Issue #3201, opened 2022-12-01
WinUI templates should not show up in Blend


mgoertz-msft:
### Describe the bug

VS and Blend do not have a designer for WinUI, so the WinUI templates should not be available in Blend, which is primarily for design experiences.

### Steps to reproduce the bug

1. Install Visual Studio and add the .NET Desktop and UWP workloads (make sure the Windows App SDK C# templates are selected in the optional components for the .NET Desktop workload)
2. Launch Blend from the Start menu
3. Click Create new project

WinUI templates show up with unfriendly titles and descriptions.

### Expected behavior

WinUI templates should not even be available in Blend, since there is no designer for WinUI.

### Screenshots

![image](https://user-images.githubusercontent.com/14282894/205119144-794d664f-fa28-446f-b90c-7401ea6e5de5.png)

### NuGet package version

None

### Windows version

Windows 11 version 21H2 (22000)

### IDE

Visual Studio 2022-preview

MSLukeWest:
The likely fix is to just remove this line from the .vstemplate files:

`<AppIdFilter>blend</AppIdFilter>`

MSLukeWest:
@evelynwu-msft This change seems to have made it into the latest 1.4 templates, as I no longer see these templates in Blend.  So, this issue can probably be closed.

PR #3557, opened 2023-04-03
Updating Item and Project templates to make them not appear in VS Blend

MSLukeWest:
Fixing #3201 

Updating WinUI Visual Studio project and item templates to make them no longer appear in Blend.  VS and Blend do not have a designer for WinUI, so the WinUI templates should not be available in Blend, which is primarily for design experiences.

The fix is to remove this line from each .vstemplate file:

`<AppIdFilter>blend</AppIdFilter>`


MSLukeWest:
FYI @evelynwu-msft.  Can you take a look and help me get this submitted?

evelynwu-msft (approved):

evelynwu-msft:
Thanks for making this change!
------------------------
Work to complete
From the records above, copy each line in which the string "remove" occurs.

Problem solution
The likely fix is to just remove this line from the .vstemplate files:
The fix is to remove this line from each .vstemplate file:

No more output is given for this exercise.